Upaya beristri lebih dari satu yang diterapkan Nabi adalah strategi untuk meningkatkan kedudukan perempuan dalam tradisi feodal Arab pada abad ke-7 M. Karna saat itu nilai sosial seorang perempuan dan janda begitu rendah ,sehingga seorang laki-laki dapat beristri sebanyak yang mereka suka.
Dengan demikian dapat kita simpulkan bahwa pada dasarnya poligami itu memang ada teks agama yang menyatakannya, tetapi demikian itu bukan berarti teks itu memerintahkannya dan juga tidak melarang. Dalam hal poligami memang pernah dilakukan oleh Rasulullah sendiri tetapi dengan tujuan-tujuan tertentu seperti syiar Islam dan meningkatkan kedudukan istri Sahabat Rasulullah yang mana para suaminya tersebut gugur dalam peperangan bersama beliau.
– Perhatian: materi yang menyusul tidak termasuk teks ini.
PR #342, opened 2022-06-18
Refactoring of the AppPath module

Wohlstand:
I made the refactoring of the AppPath module which is used to recognize global paths such as assets, user directory, and others.
So, now the module has two parts:
- Main part (app_path.cpp), the platform-independent code which uses the output of the second part. This module would ignore returned paths and use, for example, user-specified.
- Platform-dependent modules, there are a set of modules which return system default assets and user paths.

After the module gets merged, I have to slightly polish it. One thing is left - need to test the work of the thing on Vita (I made the code, but I am not sure will it work or not, because I don't have enough hardware to verify this).


Wohlstand:
@0lhi, could you test out this thing in action? (portable packages and DEB-based things)

Wohlstand:
Okay, it works, but needs future polishing, will do that later, but going to merge now.

PR #351, opened 2022-07-12
Fixed some NPC ID bugs I accidentally introduced

P-Star7:


src/npc_id.h
```diff
@@ -23,6 +23,359 @@
...
+ *
+ * You should have received a copy of the GNU General Public License
+ * along with this program.  If not, see <http://www.gnu.org/licenses/>.
+ */
+
+#pragma once
+
+#ifndef ENUMNPCID_HHH
+#define ENUMNPCID_HHH
+
```
Wohlstand, line 378: 纳尼？ You made the file that contains two copies of self in the same file

Wohlstand (changes requested):

src/npc_id.h
LoveBodhi: Oh, shucks! Just a duplicate copy...!

Wohlstand:
This pull request is completely broken, please re-do it from the latest state.

PR #352, opened 2022-07-13
Adding JP Names

LoveBodhi:


LoveBodhi:
Maybe the conflict point is Notepad++?

LoveBodhi:
> You should reset your state to the current `master` branch state (pull all the latest changes) and re-apply your changes again. Then, force-push to your repository.

How do I reset state?

Wohlstand:
> > You should reset your state to the current `master` branch state (pull all the latest changes) and re-apply your changes again. Then, force-push to your repository.
> 
> How do I reset state?

```
git fetch mainstream
git reset --hard mainstream/master
git push --force origin master
```

ds-sloth:
It is good that you are tracking all of the Japanese names for the NPC types, but from a source-code management perspective it is better to have only a single name for each NPC type. This way we can easily search the entire repository for all of the code that affects an NPC.

Perhaps you could comment all of these lines out, so that we can remember them, but only use a single name for each NPC.

Wohlstand:
Also, I totally forgot to say: if you think these aliases are useful for scripts, they should be defined in the script binding code (once it will be built in the future), but shouldn't be defined here. So, for the script API these aliases can be useful, but they are complicating the maintenance of the main code.

Wohlstand:
So, my best tip: close this, and wait until I implement the initial lua API, and then we can add these aliases into the binding.

LoveBodhi:
Actually, These names are **EXCLUSIVE TO SCRIPTS ONLY**! NOT for other things.

PR #376, opened 2022-08-11
Block quadtree

ds-sloth:
The code here is not fully optimized and slightly decreases performance (~10%) on small and simple levels, BUT greatly increases performance on tall levels and levels with moving layers.

Once this is merged, we can freely experiment with the internal implementation and try mechanisms other than the Loose Quadtree. As long as there are not internal bugs in our later implementations, then there will be NO possible effect on gameplay from these experiments, only performance increase/decrease.


src/global_constants.h
```diff
@@ -69,6 +69,10 @@ const int maxStarsNum = 1000;
 
 const int maxLocalPlayers = 2;
 
+// was previously changed to 10000; now only used for certain NPC bounds checking.
+// returned to 8000.
+const int FLBlocks = 8000;
```
Wohlstand, line 74: I had to set 10000 not because of NPCs, this would lead the failure on bigger levels with 21+ sections (using the old algorithm). But, I guess, the new algorithm shouldn't limit the range at all.

ds-sloth: Right. Now it is used to ensure old (possibly buggy behavior) for certain cases where (if I remember right) NPC collision detection was disabled outside of the standard +/-8000 range.

Wohlstand: That condition I added by me to fix the crash that happens when some flying NPC gets boosted into the speed of lighting, and immediately causes the game to crash, and I added that check. It's not vanilla, It's mine. You can comment it freely.

src/graphics/gfx_update.cpp
```diff
@@ -1415,22 +1420,28 @@ void UpdateGraphics(bool skipRepaint)
...
+            -vScreenX[Z], -vScreenY[Z],
+            -vScreenX[Z] + vScreen[Z].Width, -vScreenY[Z] + vScreen[Z].Height,
+            SORTMODE_ID);
 
 
 //        For A = fBlock To lBlock 'Non-Sizable Blocks
-        For(A, fBlock, lBlock)
+        for(Block_t* block : screenBlocks)
         {
+            A = block - &Block[1] + 1;
```
Wohlstand, line 1444: I think, if there is no index-related formula, then use the block reference directly in the code below. I'll make this by myself later.

ds-sloth: Looks good. I could also switch the quadtree later to internally use and return `BlockRef_t`s, which will be more cache-friendly and be directly useful for both indexes and references.

Wohlstand: Good idea :+1:

src/script/luna/mememu.cpp
```diff
@@ -487,7 +487,7 @@ class SMBXMemoryEmulator
         insert(0x00B2C882, &MenuMode); // Current menu mode
 
         // insert(0x00B2C884, ???}; // Key Released!!!
-        insert(0x00B2C894, &BlocksSorted);
+        // insert(0x00B2C894, &BlocksSorted); // removed by block quadtree
```
Wohlstand, line 490: Better to give the fake field that will be always "true", just to not confuse the "ABI"

Wohlstand: Okay, I fixed it by myself :fox_face:

ds-sloth:
Thank you for the fix!

Wohlstand (approved):
After some checks and tweaks, it's fine to merge now.

Wohlstand:
If anything is needed, we can make that later.

PR #419, opened 2022-09-20
Working Nintendo Switch port via DevkitPro

Wohlstand:
This is an effort to make the game work on the Nintendo Switch natively.

However, there are some known issues:
- [ ] Touchscreen events don't react (is there an issue on the SDL2 side?)

Tested on Yuzu and earlier build on the hardware.


CMakeLists.txt
```diff
@@ -599,6 +613,14 @@ if(ANDROID)
     target_link_libraries(A2XT_Int INTERFACE log)
 endif()
 
+if(NINTENDO_SWITCH)
+    target_link_libraries(A2XT_Int INTERFACE nx)
+
+    # Set explicit flags for this project
+    target_compile_definitions(thextech PRIVATE
+        -D__SWITCH__ -DNO_SCREENSHOT -DFIXED_RES -DPRELOAD_LEVELS -DNO_INTPTROC)
```
ds-sloth, line 621: (1) Can it build without these? `-DNO_SCREENSHOT -DFIXED_RES`
(2) If files could possibly be modified when game is open, better to remove `-DPRELOAD_LEVELS` -- I think Switch filesystem is fast so it's fine to include this in the Menu Screen.

src/core/sdl/window_sdl.cpp
```diff
@@ -89,14 +89,26 @@ bool WindowSDL::initSDL(const CmdLineSetup_t &setup, uint32_t windowInitFlags)
 
     SDL_GL_ResetAttributes();
 
+#if defined(__SWITCH__) /* On Switch, expect the initial size 1280x720 */
+    const int initWindowW = 1920;
+    const int initWindowH = 1080;
```
ds-sloth, line 94: Should it be 1280x720? This requires less scaling. In docked mode, it might upscale to 1920x1080 then downscale to 1280x720. We can also review this later at multires time.

ds-sloth (approved):
I read everything, and it looks good. We can continue work on the SDL2 touchscreen issue after merging. I think this is good to merge to main and stable.

CMakeLists.txt
Wohlstand: Gonna make a shot...

Wohlstand: About screenshots, there is built-in screenshot functionality of Switch itself, including making short video recordings

src/core/sdl/window_sdl.cpp
Wohlstand: I did some tests, and it should keep the 1920x1080, but, when I set 1280x720, when it's upscaled, quality distorts

Wohlstand: I talked with Yuzu folks about this, and it's better to keep 1920x1080 for the best picture quality, and it's fine when it gets auto-scaled during portable mode.

ds-sloth: This is a pixel graphics game, so I'd prefer to keep the integer scaling as close to prefect as possible, but let's worry about that during Multires. Right now there is no integer scaling support at all.

PR #422, opened 2022-09-22
Performance 1

ds-sloth:
Hi Wohlstand,

Please review this PR. Features:

(1) uses much simpler and more efficient table data structure instead of the overly general loose quadtree
(2) includes a new table for BGOs
(3) allows layer tables to easily split from the main table when they start moving, and join back to the main table when they stop

Remaining tasks for the future:

(1) make tables for PEZ and warps
(2) align the tables to the standard SMBX64 32x32 grid that most levels follow
(3) improve NPC performance

I think that (1) and (2) can happen directly in the main branch, and I can open another PR for (3) in the future.


Wohlstand:
Gonna get a shot to fix the Windows build first, booting my VM...

src/player/player_update.cpp
```diff
@@ -3117,11 +3120,14 @@ void UpdatePlayer()
...
-                for(B = 1; B <= numBackground; B++)
+                for(int B : treeBackgroundQuery(Player[A].Location, SORTMODE_NONE))
                 {
+                    if(B > numBackground)
+                        continue;
+
                     if(BackgroundFence[Background[B].Type] && (!g_compatibility.fix_climb_invisible_fences || !Background[B].Hidden))
                     {
-                        if(CheckCollision(Player[A].Location, Background[B].Location))
+                        // if(CheckCollision(Player[A].Location, Background[B].Location))
```
Wohlstand, line 3130: Why did you remove the collision check with the vine BGOs? Are you absolutely sure player won't collide them outside the actual collision?

Wohlstand (commented):
All seems fine, but I made minor edits to the code style. But, I have one small question.

src/player/player_update.cpp
ds-sloth: I agree, that doesn't seem right. Let me look closer...

ds-sloth: Ah, right. Refer to the tempLocation collision below it, it was just a duplicated check that increased computational efficiency when collision was unlikely, but reduces computational efficiency when collision is likely.

Wohlstand (approved):
So, now seems fine to merge!

PR #447, opened 2022-12-11
Upgrade SDL Proxy and other parts

Wohlstand:
There is my work to polish the `wip-ports` branch. I desired to make the work at the second branch with the goal to simplify the review process.


ds-sloth:
Visually, all looks good. I skimmed everything. Nice style edits on my 3DS audio library. After we do the benchmarks for vanilla MixerX on 3DS, if it is slow enough that we need to continue to use my library, then I'll do a deeper rewrite to make it more object oriented with the different formats less hard coded. I'll try to make it work with the signatures from your AudioCodecs library where possible, I think it's very clean.

Do you want me to help fix the 3DS, Wii, and headless (command line POSIX / "null") builds?

Wohlstand:
I want to take a look, I had posted the stuff, and then try other parts too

Jadi poligami Rasulullah itu bukan karna hasrat seksual. Jika memang ada yang berpendapat bahwasannya poligami Rasulullah hanyalah hasrat seksual belaka maka ini adalah pendapat yang keliru dan salah yang mesti harus di luruskan tentang kebenaran poligami Rasulullah tersebut karna tujuan beliau berpoligami adalah bukan seperti itu.